The real Sisterhood of the Wandering Dress. My idea for spreading girl power in Poland

How do you feel about your body? Do you like yourself? Does a number on a label affect your confidence? What do you wear to feel more feminine? When was the last time you felt the real girl power — or maybe you’re still looking for it?

Time to say goodbye

A few months ago, on November 2nd, I was celebrating my one year anniversary of wearing only skirts. Then I put one of my dresses into a box and gave it to my friend Ania who took it with her on a honeymoon trip. She was the first on a list of 100 in the Sisterhood of the Traveling Dress. I created this project and have been coordinating it from the beginning. Every photo of my dress being worn by different women gives me chills about how girl power can spread. How did it start, you ask? It’s quite a long story…

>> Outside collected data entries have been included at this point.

PR #158, opened 2016-04-29
Add writer value overload for boxed booleans.

JakeWharton:
Autoboxing resolves boxed longs and doubles to `value(Number)`, but a boxed boolean would otherwise resolve to `value(boolean)` with an implicit call to `booleanValue()` which has the potential to throw NPEs.

Same change as https://github.com/google/gson/pull/836

### DIFF
--- a/moshi/src/main/java/com/squareup/moshi/BufferedSinkJsonWriter.java
+++ b/moshi/src/main/java/com/squareup/moshi/BufferedSinkJsonWriter.java
@@ -260,6 +260,13 @@ final class BufferedSinkJsonWriter extends JsonWriter {
     return this;
   }
 
+  @Override public JsonWriter value(Boolean value) throws IOException {
+    if (value == null) {
+      return nullValue();
+    }
+    return value(value.booleanValue());
+  }
+
   @Override public JsonWriter value(double value) throws IOException {
     if (Double.isNaN(value) || Double.isInfinite(value)) {
       throw new IllegalArgumentException("Numeric values must be finite, but was " + value);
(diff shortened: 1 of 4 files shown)


moshi/src/main/java/com/squareup/moshi/BufferedSinkJsonWriter.java
```diff
@@ -260,6 +260,17 @@ private void writeDeferredName() throws IOException {
     return this;
   }
 
+  @Override public JsonWriter value(Boolean value) throws IOException {
+    if (value == null) {
+      return nullValue();
+    }
+    writeDeferredName();
```
swankjesse: `return value(value.booleanValue())` ?

moshi/src/main/java/com/squareup/moshi/StandardJsonAdapters.java
```diff
@@ -76,7 +76,7 @@ static int rangeCheckNextInt(JsonReader reader, String typeMessage, int min, int
     }
 
     @Override public void toJson(JsonWriter writer, Boolean value) throws IOException {
-      writer.value(value);
+      writer.value(value.booleanValue());
```
swankjesse: NPE here? hmm

swankjesse:
LGTM

moshi/src/main/java/com/squareup/moshi/StandardJsonAdapters.java
JakeWharton: By design. There's a test for it! `Boolean.class` calls `.nullSafe()`

moshi/src/main/java/com/squareup/moshi/BufferedSinkJsonWriter.java
JakeWharton: yep. Shoulda done that for Gson as well...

Man! I DON’T feel like a woman

2016 was a life changer for me. I spent it becoming a mother, in every meaning: being pregnant, having my 1st child, taking care of a newborn and trying to find myself in those new roles. It’s hard to find a more woman-like experience than this, right? Yet it was the time when I felt the least feminine in my life. And I was looking for a way to change it.

“I couldn’t tell the pants hadn’t come into our lives because of tragedy. They’d just witnessed one of those regular but painful life transitions”.
Ann Brashares, The Sisterhood of the Traveling Pants

My year without pants

My friend Klaudia started a project called “365 days in a skirt”. I saw it on Facebook and I immediately joined it. My first photo was added the same day when I came back to work after my maternity leave. Normally, I would have worn my beloved 501’s and some sweater, hiding myself in this outfit, looking “mom-like” in the worst meaning of this word. Instead, I decided to wear skirts and dresses every day. Or trying to because I needed time to change my thinking. In my head, a dress is… well, dressy. Too dressy.

A whole new world

I found myself in a new reality, where I had all these roles I took before, plus being a mom. And I needed to fit my old clothes into it. All of them… except for all my pants, trousers and jeans. I would wear a skirt to the office — the easiest part, I had done it before, including 3 years of cycling to work, usually in a dress (best thing in summer). I would wear a skirt when I was carrying the baby stroller up and down the stairs (pro tip: don’t wear maxi and heels). And when I was sitting in a sandbox and in a playground (pro tip: wear shorts). And when I was trying to breastfeed discreetly in public — and it was the most difficult part because when you’re the only mother not wearing leggings and a loose sweatshirt, you always attract attention.

Talkin’ bout the revolution

The challenge of wearing a skirt (or a dress) every day, no matter what, has opened my mind. Klaudia’s project made a slow, velvet revolution in my head: about clothes, my body, my personal style, my gender, even who I am as a person. Of course, this wasn’t only about what I wore. This was obviously a special time in my life, a time of many smaller and bigger breakthroughs. And the project happened in a perfect moment. But it was a big thing to me and I wanted to pass this energy further, to other women. Help them find proof that they’re ok no matter how they look. Show them that hiding in sweatpants can’t help with accepting their body.

“You know what the secret is? It’s so simple. We love one another. We’re nice to one another. Do you know how rare that is?”
Ann Brashares, The Sisterhood of the Traveling Pants

Off we go, then

During this 1st year of my “dressing”, one of the group’s members mentioned “The Sisterhood of Travelling Pants” series. It was like a spark for me. I remembered a contest my company organized in 2011 for a Polish postal company: over a hundred garden gnomes were traveling around Poland between different parcel lockers. It was something like a relay race. I wanted to do the same with one dress. I immediately started to look for a dress that could be worn by women of different body types. It was important because I didn’t want to exclude anyone because of their size. Girl power is more than numbers.

One dress to fit them all

It wasn’t an easy task but I’ve found “the one” accidentally in a local mall. Dark blue, A-shaped, sleeveless. It was elastic and the cut was quite universal. The label said “size S”. S as in “small”. For me, it was S as “super” and “size just as good as the others”. Obviously, I took it. And passed it further with a thick notebook where every member of the Sisterhood would write down her feelings and thoughts about wearing The Dress.

It goes on and on, and on, and on

Now the event is one-third finished. 30 women have worn the dress so far, adding their personal style to it every time, trying to make it more “like them”. The dress was taken for a date night, to the theater and a few concerts — but also to a usual work or school day. It was a silent witness of the dailiness of average women. An artifact that connected them regardless of their size and situation. Of course, I know that a hundred doesn’t make a good statistical sample. But I believe that this one dress can be that small rock that starts an avalanche of thinking in each one of us. Every big change starts with something small.

All in all, we’re different. But at the same time, we’re women. We really do have something in common. Even if it’s something as elusive and undefinable as femininity. Or a cultural, customary right to wear a dress.